PR #2201, opened 2024-07-31
Move cargo_metadata execution out to the edges (ie, to the cli)

### LINKED ISSUE #2183: Only invoke cargo metadata for desired targets

mhammond:
This continues the cargo_metadata feature work but making the execution of cargo_metadata the resonsibility of the uniffi_bindgen callers rather that executing it implicitly. This means the CLI, which in-turn means the top-level uniffi crate also gets a `cargo-metadata` feature.

This reverts what we did to fix #2183 - by making `no_deps` the default, it means we will be unable to support reuse of UniFFI components, because it means we only support all components being in the same workspace. While this is a common use-case, it's not the only use-case we want to support. So grabbing all dependencies from cargo_metadata is again the default, but there's a new command-line option to avoid it.

It also replaces some of #2195.

@skeet70, does this make sense to you? Please feel free to bikeshed the names, I'm not particularly happy with them - and anything else.

### DIFF
--- a/CHANGELOG.md
+++ b/CHANGELOG.md
@@ -12,6 +12,9 @@
 
 ### What's new?
 
+- A new bindgen command line option `--metadata-no-deps` is available to avoid processing
+  cargo_metadata for all dependencies.
+
 - Objects error types can now be as `Result<>` error type without wrapping them in `Arc<>`.
 
 - Swift errors now provide `localizedDescription` ([#2116](https://github.com/mozilla/uniffi-rs/pull/2116))
--- a/Cargo.lock
+++ b/Cargo.lock
@@ -1475,6 +1475,7 @@ version = "0.28.0"
 dependencies = [
  "anyhow",
  "camino",
+ "cargo_metadata",
  "clap",
  "trybuild",
  "uniffi_bindgen",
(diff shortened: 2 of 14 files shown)


bendk (approved):
These changes look good to me.  I agree that it seems like there could be some better names, but I don't have any suggestions.

skeet70 (approved):
This makes sense to me. To get the `From<Metadata>` impl for the provided `CrateConfigSupplier` it does mean I need my bindgen crate on the same version of `cargo_metadata` as `uniffi_bindgen`. Obviously I could get around that by implementing my own supplier though.

I confirmed that it did work through `uniffi-bindgen-java`. I can't think of better names, they made some sort of sense to me.

PR #2762, opened 2025-12-19
Update BindgenPathsLayer so it supplies the TOML directly rather than…

mhammond:
… a path

As Ben and I discussed - at least I think this is what we said 😅 

This has kinda made the name `BindgenPathsLayer` not ideal, but I think it's OK - the intent is still that it abstracts away the need for uniffi to know all the paths, even if this method isn't working directly with paths. Renaming might make sense though if you think?

This seems to work fine with gecko, although I've another issue there I think is unrelated.

### DIFF
--- a/uniffi_bindgen/src/bindgen_paths.rs
+++ b/uniffi_bindgen/src/bindgen_paths.rs
@@ -44,25 +44,14 @@ impl BindgenPaths {
         self.layers.push(Box::new(layer));
     }
 
-    /// Get the config path for a crate
-    pub fn get_config_path(&self, crate_name: &str) -> Option<Utf8PathBuf> {
-        self.layers
-            .iter()
-            .find_map(|l| l.get_config_path(crate_name))
-    }
-
     /// Get the config table for a crate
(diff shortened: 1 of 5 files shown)


uniffi_bindgen/src/bindgen_paths.rs
```diff
@@ -83,11 +72,11 @@ impl BindgenPaths {
 
 /// Trait for finding UDL and config paths
 pub trait BindgenPathsLayer {
-    /// Lookup the config TOML file path.
+    /// Lookup and load the config TOML for a crate.
     ///
-    /// This is usually `[crate-root]/uniffi.toml`
-    fn get_config_path(&self, _crate_name: &str) -> Option<Utf8PathBuf> {
-        None
+    /// This is usually loaded from `[crate-root]/uniffi.toml`
```
bendk: How about adding a comment here mentioning how flexible this is?  Something like: "However, layers are free to load the TOML table however they want.  For example, there could be a shared TOML file for all crates and this method could return one of the child values.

> Requirement:
In the listing above, find every line with the word "files" and copy it.

> Written solution:
(diff shortened: 2 of 14 files shown)
(diff shortened: 1 of 5 files shown)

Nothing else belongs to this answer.